Private IPs: Used inside homes, offices, or companies. Not routable on the public internet.

• Ranges (RFC 1918):
  • 10.0.0.0 - 10.255.255.255 (/8, 16M addresses).
  • 172.16.0.0 - 172.31.255.255 (/12, 1M addresses).
  • 192.168.0.0 - 192.168.255.255 (/16, 65,536 addresses).
• Use: Saves public IPs, enhances security by isolating networks, uses NAT to connect to the internet.
• Communication: Supports unicast (individual devices) and broadcast (all devices in subnet).

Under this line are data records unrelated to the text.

PR #482, opened 2017-10-10
Prevent error messages being overwritten

four2five:
Update the SETERROR macro to test whether an
error message has already been set for a
connection prior to calling seterror.


four2five:
This patch is intended to further the ideal stated in this line from the docs

> In order to ensure consistency of this information, it is the responsibility of the deepest function with access to the sasl_conn_t make the call to set the errdetail string

ksmurchison:
This looks sane to me.  @aamelnikov does this look OK to you?

common/plugin_common.h
```diff
@@ -109,9 +109,12 @@ PLUG_API int sasl_canonuser_init(const sasl_utils_t *utils, \
...
 }
 
-/* note: msg cannot include additional variables, so if you want to
+/* Only set the error message if one is not already set. This prevents overwriting
+ * plugin-supplied error messages with library error messages.
+ * note: msg cannot include additional variables, so if you want to
  * do a printf-format string, then you need to call seterror yourself */
-#define SETERROR( utils, msg ) (utils)->seterror( (utils)->conn, 0, (msg) )
+#define SETERROR( utils, msg ) \
+    if (!sasl_errdetail((utils)->conn)) (utils)->seterror( (utils)->conn, 0, (msg) )
```
aamelnikov: I am worried that sasl_errdetail() returns non NULL value whether or not the error was set on the connection. I need to test whether sasl_errdetail() is the right thing here, it might not be.

four2five: I'm very new to SASL, so apologies if this is obvious question, but a freshly initiliazed server context returning a non-NULL value via sasl_errdetail() would not be inline with the documented return values: https://github.com/cyrusimap/cyrus-sasl/blob/master/docsrc/sasl/reference/manpages/library/sasl_errdetail.rst#return-value

That doesn't mean that it isn't happening, but it does raise a separate concern.

I'll work on adding some test cases to this patch and in doing so, I will address the concern that you've raised.

four2five:
I have no intention of working on this patch going forward (this was a tangential concern of mine two jobs ago). Inclined to close it unless someone else wants to pick it up.

quanah:
Please leave it open, thanks.

PR #497, opened 2017-12-26
Fallback gracefully for missing GSS_C_SEC_CONTEXT_SASL_SSF support in Heimdal

whitehse:
This addresses an issue introduced by commit ff9f9caeb6db6d7513128fff9321f9bd445f58b7, which breaks Heimdal backed GSSAPI authentication.

### DIFF
--- a/plugins/gssapi.c
+++ b/plugins/gssapi.c
@@ -702,6 +702,9 @@ static int gssapi_get_ssf(context_t *text, sasl_ssf_t *mech_ssf)
     case GSS_S_UNAVAILABLE:
         /* Not supported by the library, fallback to default */
         goto fallback;
+    case GSS_S_FAILURE:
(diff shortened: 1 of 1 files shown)


simo5:
I am not sure this commit is ok.
A failure can happen in a library supporting ssf, and the only way to report it is via GSS_S_FAILURE. This patch treats it as a non-error.
If Heimdal is reporting  failure when a function is not unavailable I think Heimdal should be fixed.

However at the very least the minro should be checked to see if it is an error to skip or not. Heimdal returns a minor of 0 on failure, if a minor != 0 is found an error should probably be reported instead.

@whitehse can you please add checking for non 0 minor ?

whitehse:
I confirmed minor == 0 in this condition. I'll work up a patch.

PR #1270, opened 2023-01-20
DyCheck dataset parser

lsongx:
Dataparser for DyCheck (https://arxiv.org/abs/2210.13445) Dataset (`iphone` subset).


tancik (approved):
LGTM

Issue #1271, opened 2023-01-20
Error using `ns-render`: "TypeError: `load_pipeline()` missing 1 required positional argument: 'step'"


Mason-McGough:
I recently updated `nerfstudio` to the latest version and attempted to render the poster scene again using the following commands:

```bash
ns-download-data nerfstudio --capture-name=poster
ns-train nerfacto --data data/nerfstudio/poster
``` 

I then created a few camera poses in the UI and then clicked the "Rendering" button to generate a command. I copied the command and pasted it in a new terminal.

```bash
ns-render --load-config outputs/data-nerfstudio-poster/nerfacto/2023-01-20_183016/config.yml --traj filename --camera-path-filename data/nerfstudio/poster/camera_paths/2023-01-20_183016.json --output-path renders/data/nerfstudio/poster/2023-01-20_183016.mp4
```

This time it produced the following output:

```bash
[18:31:36] Auto image downscale factor of 2                                                 nerfstudio_dataparser.py:314
           Skipping 0 files in dataset split train.                                         nerfstudio_dataparser.py:165
           Skipping 0 files in dataset split test.                                          nerfstudio_dataparser.py:165
Loading latest checkpoint from load_dir
Traceback (most recent call last):
  File "/home/bricklayer/anaconda3/envs/nerfstudio/bin/ns-render", line 8, in <module>
    sys.exit(entrypoint())
  File "/home/bricklayer/Workspace/contrib/nerfstudio-fork/nerfstudio/scripts/render.py", line 271, in entrypoint
    tyro.cli(RenderTrajectory).main()
  File "/home/bricklayer/Workspace/contrib/nerfstudio-fork/nerfstudio/scripts/render.py", line 224, in main
    _, pipeline, _ = eval_setup(
  File "/home/bricklayer/Workspace/contrib/nerfstudio-fork/nerfstudio/nerfstudio/utils/eval_utils.py", line 105, in eval_setup
    checkpoint_path = eval_load_checkpoint(config, pipeline)
  File "/home/bricklayer/Workspace/contrib/nerfstudio-fork/nerfstudio/nerfstudio/utils/eval_utils.py", line 62, in eval_load_checkpoint
    pipeline.load_pipeline(loaded_state["pipeline"])
TypeError: load_pipeline() missing 1 required positional argument: 'step'
```

[...]

PR #1272, opened 2023-01-20
Add `step` argument in `eval_utils.py` to fix rendering bug.

Mason-McGough:
Proposed fix for [issue 1271](https://github.com/nerfstudio-project/nerfstudio/issues/1271). I was able to use `ns-render` again after this fix.


tancik (approved):
LGTM

PR #1273, opened 2023-01-21
Update Dockerfile

Scolymus:
You didn't download the nerfstudio git! Therefore it was failing running the installation RUN cd nerfstudio && python3.10 -m pip install -e . &&  cd ..

### DIFF
--- a/Dockerfile
+++ b/Dockerfile
@@ -96,6 +96,8 @@ RUN python3.10 -m pip install --upgrade pip setuptools pathtools promise
 RUN python3.10 -m pip install torch==1.12.1+cu116 torchvision==0.13.1+cu116 torchaudio==0.12.1 --extra-index-url https://download.pytorch.org/whl/cu116
 # Install tynyCUDNN.
 RUN python3.10 -m pip install git+https://github.com/NVlabs/tiny-cuda-nn.git#subdirectory=bindings/torch
+# Copy nerfstudio git
+RUN git clone https://github.com/nerfstudio-project/nerfstudio.git
 
 # Copy nerfstudio folder and give ownership to user.
 ADD . /home/user/nerfstudio


tancik:
I am a novice when it comes to docker. @Zunhammer do you mind commenting on this PR?

Scolymus:
I also noticed I have errors when running ns-train. It says `OSError: Unknown compute capability. Ensure PyTorch with CUDA support is installed.`

I guess is due to the torch versions installed. We are using a FROM of a cuda 11.7 environment, but the torch versions looks like cuda 11.6. That could be the error. If cuda 11.7 is needed, I'll try to find the correct torch versions.

Zunhammer:
Hi, so the idea of this Dockerfile is to use it with the code being mounted from your local disk inside the container. by this you can edit and update the code without needing to rebuild the docker image.

If you're looking to have a ready to use solution I suggest to simply use the docker image from docker hub: https://hub.docker.com/r/dromni/nerfstudio

So, regarding the issue: as far as I can see on the first look, the mount point (line 101: ADD . /home/user/nerfstudio) needs to be moved before the install commands. I'll check this later (after work) and give feedback then.

Scolymus:
@Zunhammer oh I see! Otherwise I wanted to try `FROM nvidia/cuda:11.6.0-devel-ubuntu20.04` and `python 3.9` (since python3.10-dev does not exist in ubuntu20.04).

So now I'm using `FROM dromni/nerfstudio:0.1.15`. Shall you put a readme on using docker? I know users using docker should know, but maybe they are newbies as me :)

PS. If you make it, don't forget to tell them that you are changing the user and they may need to put `USER root:root
` after `FROM dromni/nerfstudio:0.1.15` or at least change to their user if they want to solve an error like "E: List directory /var/lib/apt/lists/partial is missing. - Acquire (13: Permission denied)"

Zunhammer:
Hi @Scolymus, in my last message, I wrote it slightly wrong (sorry, was quite busy today :) ), the idea is that after you've built the image you can either:
- run the docker image and you have the nerfstudio version inside which was on your disk during docker build
OR
- you run the docker image and mount the current folder into the container so that the "nerfstudio" folder inside the docker gets overwritten by the one on your local machine. By doing this you can apply changes easily, even during runtime of the container.

Anyway, I just rebuilt the image from the current repo (main branch) as well as release v0.1.15 and don't see any issue, did you maybe forget to add the "--gpus all" when running the container? Without this, the container cannot access the GPU and gives the same error you mentioned above (OSError: Unknown compute capability.....). Same could happen if your nvidia driver is not capable of working with CUDA 11.7 (simply update to the most recent version). Please verify and let me know if the issue still persists.

Regardless of your problem, I don't see any need for this PR. As written above, the nerfstudio folder is copied into the docker image, so nothing missing. Feel free to update the description for the docker if it's not good enough, though :)

Thanks and best regards

Scolymus:
Hi @Zunhammer, yeah, you are right. There's no need. It was my fault. About starting the docker using `FROM dromni/nerfstudio:0.1.15`, am I doing something wrong? I opened this issue https://github.com/nerfstudio-project/nerfstudio/issues/1292

Regarding the documentation, I saw now the documentation on the website. I was just looking the Readme in the github project, and the comment came from that, but it's already fine in the documentation.

PR #1274, opened 2023-01-21
intergate crop box with ns-render

dozeri83:
Hi @tancik ,
I've integrate the crop box with with the rendering, pretty simple implementation.

as for the export, I will leave this to your team, since the crop box and the clip box are colliding with each other and I dont know what to do.


tancik:
Took a slightly different approach in #1295 by saving the crop settings in the camera path json file instead of making it a command line argument. Going to close this PR for now.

Public IPs: Unique addresses routable on the internet, assigned by ISPs or IANA.

• Example: 8.8.8.8 (Google DNS).
• Problem: Limited IPv4 addresses due to exhaustion.
• Communication: Supports unicast and broadcast.

Interview Preparation Tips

• Understand Basics: Know IPv4 (4 numbers, limited), IPv6 (long addresses, future-proof), unicast (one-to-one), broadcast (all devices, IPv4 only), multicast (group communication).
• Why CIDR: Classful addressing wastes IPs with fixed sizes; CIDR is flexible, saves IPs, and supports efficient routing.
• Subnetting: Practice splitting /24 or /27 into subnets. List network ID, usable IPs, and broadcast address.
• Binary Math: Be quick at binary-to-decimal conversion and bitwise AND for Network ID.
• Explain Simply: Use analogies like “Subnetting is cutting a pizza. Unicast is a private call, broadcast is shouting, multicast is a group chat.”
• Common Questions:
  • Divide 192.168.1.0/24 into 4 subnets and list ranges, network ID, and broadcast.
  • Why use CIDR instead of classful addressing?
  • Explain unicast, broadcast, multicast with examples.
  • Calculate Network ID and Broadcast Address for an IP and mask.